Этих бесспорных истин не существовало тогда ни для несознательных масс, ни для некоторых вполне сознательных руководителей. Народ, проклиная большевизм, находит в евреях его живое воплощение. А погромные идеологи всеми силами поддерживали и лелеяли в нём эти чувства и представления.
С первых же дней после ухода большевиков начались антиеврейские эксцессы. Пример показали наши калифы на час — галичане. На одной из окраин они захватили небольшой отряд гражданской милиции, наспех организованной в эти дни Городской Думой, и безжалостно расстреляли 34 еврейских юношей, бывших среди милиционеров. Как жестоко и слепо национальное предубеждение: эти юноши, самоотверженно откликнувшиеся на зов Думы и еще в присутствии большевиков, с большим риском для себя образовавшие охрану мирных жителей, — эти несчастные юноши были привлечены к ответу за преступления большевиков…
Отдельные эксцессы имели место и в последующие дни на улицах города. Хватали и избивали людей, которых — правильно или неправильно — «признавали» за бывших комиссаров. В лучшем случае их отводили в контрразведку. Оттуда же, продержав их пару недель, обычно отпускали с миром.
В один из этих первых дней, возвращаясь домой, я увидел группу возбужденных людей, толпившихся у подъезда. Я подошел ближе. Один из наших жильцов, К., с прежних времен имевший отношение к сыскной полиции, с азартом доказывал, что стоявший тут же молодой человек — комиссар из чрезвычайки. К ужасу я узнал в этом последнем своего хорошего знакомого Б., шедшего ко мне в гости. Б. служил в городском управлении и был несколько раз в чеке, хлопоча за арестованных рабочих городских предприятий. Наш жилец, очевидно, встретил его там однажды. И этой встречи было для него достаточно, чтобы теперь называть Б. комиссаром и чекистом.
К., видимо, уже успел завести связи в контрразведке, так как по его вызову через полчаса явился взвод солдат, арестовавший моего знакомого. Я направился за ним. Его предъявили начальствовавшему в нашем районе полковнику, который велел перевести арестованного на ночь в какое-то помещение на глухом Кловском спуске.
«Г. полковник, — спросил я его, подавляя волнение, — арестованному ничего не угрожает?»

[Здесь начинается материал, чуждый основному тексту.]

PR #548, opened 2025-04-29
feat: target velocity profile target type

vishwa2710:
- Non breaking change, add TargetPosition enum type (to replace the Trajectory enum in a future release).
- Add TargetVelocity enum type, which generates a direction vector aligned with the velocity of the target.

## Summary by CodeRabbit

- **New Features**
  - Added support for targeting both position and velocity in trajectory-based pointing profiles, allowing more flexible orientation options.
- **Bug Fixes**
  - Improved clarity and accuracy of documentation strings for trajectory target attributes.
- **Tests**
  - Expanded test coverage for new target types and added validation for yaw compensation in attitude profiles.

### DIFF
--- a/bindings/python/src/OpenSpaceToolkitAstrodynamicsPy/Flight/Profile.cpp
+++ b/bindings/python/src/OpenSpaceToolkitAstrodynamicsPy/Flight/Profile.cpp
@@ -56,6 +56,8 @@ inline void OpenSpaceToolkitAstrodynamicsPy_Flight_Profile(pybind11::module& aMo
         .value("GeocentricNadir", Profile::TargetType::GeocentricNadir, "Geocentric nadir")
         .value("GeodeticNadir", Profile::TargetType::GeodeticNadir, "Geodetic nadir")
         .value("Trajectory", Profile::TargetType::Trajectory, "Trajectory")
+        .value("TargetPosition", Profile::TargetType::TargetPosition, "Target position")
+        .value("TargetVelocity", Profile::TargetType::TargetVelocity, "Target velocity")
         .value("Sun", Profile::TargetType::Sun, "Sun")
         .value("Moon", Profile::TargetType::Moon, "Moon")
         .value("VelocityECI", Profile::TargetType::VelocityECI, "Velocity in ECI")
@@ -121,10 +123,32 @@ inline void OpenSpaceToolkitAstrodynamicsPy_Flight_Profile(pybind11::module& aMo
             arg("anti_direction") = false
         )
 
+        .def_static(
+            "target_position",
+            &Profile::TrajectoryTarget::TargetPosition,
+            R"doc(
+                Create a target, which produces a vector pointing from the observer to the target position.
+            )doc",
+            arg("trajectory"),
+            arg("axis"),
+            arg("anti_direction") = false
+        )
+
+        .def_static(
+            "target_velocity",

Полковник переменился в лице и резко ответил: «Мы не большевики, — не расстреливаем».
Однако эту ночь мы была не вполне спокойны за судьбу Б. На следующее утро его перевели в контрразведку, помещавшуюся на Фундуклеевской улице, а оттуда в тюрьму. Мы сейчас же подняли на ноги всех и вся, получили от городского головы удостоверение о совершенной лояльности Б., но все это не произвело большого впечатления. Его освободили только недели через две. Впоследствии, по другому делу, я обратился с просьбой о заступничестве к прокурору судебной палаты С.М.Чебакову, который лично знал арестованную (помощника присяжного поверенного). Но тогда же мне передали отзыв о Чебакове одного генерала из контрразведки, заявившего, что Чебаков, которого назначил прокурором «мерзавец Керенский», для него не авторитет… Единственным способом вызволить кого-либо из контрразведки было найти знакомого следователя или нащупать путь к кому-либо из не бессребренных чинов канцелярии…
В этом все подобные учреждения — большевистские и антибольшевистские — похожи друг на друга!..
Эпоха добровольцев, — особенно в первое время, — была эпохой возрождения и восстановления всего разрушенного советским режимом. Скажу более: это была последняя возможная попытка восстановления в истинном смысле этого слова, то есть восстановления без постройки наново, путем простой отмены всего содеянного большевиками. В Киеве, где большевики провели всего полгода, такое восстановление было тогда еще возможно. Уничтоженные большевиками учреждения еще существовали, их материальный и личный состав был еще налицо. Достаточно было снять налет декретов, и все могло еще воскреснуть — суд, городское самоуправление, университет, торговля, банки и т.д. Эта возможность тогда еще была, но, повторяю, это была
Под знаком восстановления и прошли первые недели деникинской власти. Все выселенные устремлялись обратно в свои квартиры, разыскивая по городу реквизированную у них мебель. Банки, из которых были увезены векселя и процентные бумаги, открыли вновь свои операции. Заработали фабрики и заводы. Жизнь стала значительно дешевле — хлеб дошел до 7-ми рублей за фунт, в то время как при большевиках он стоил около 20 рублей, а перед эвакуацией даже 70 рублей.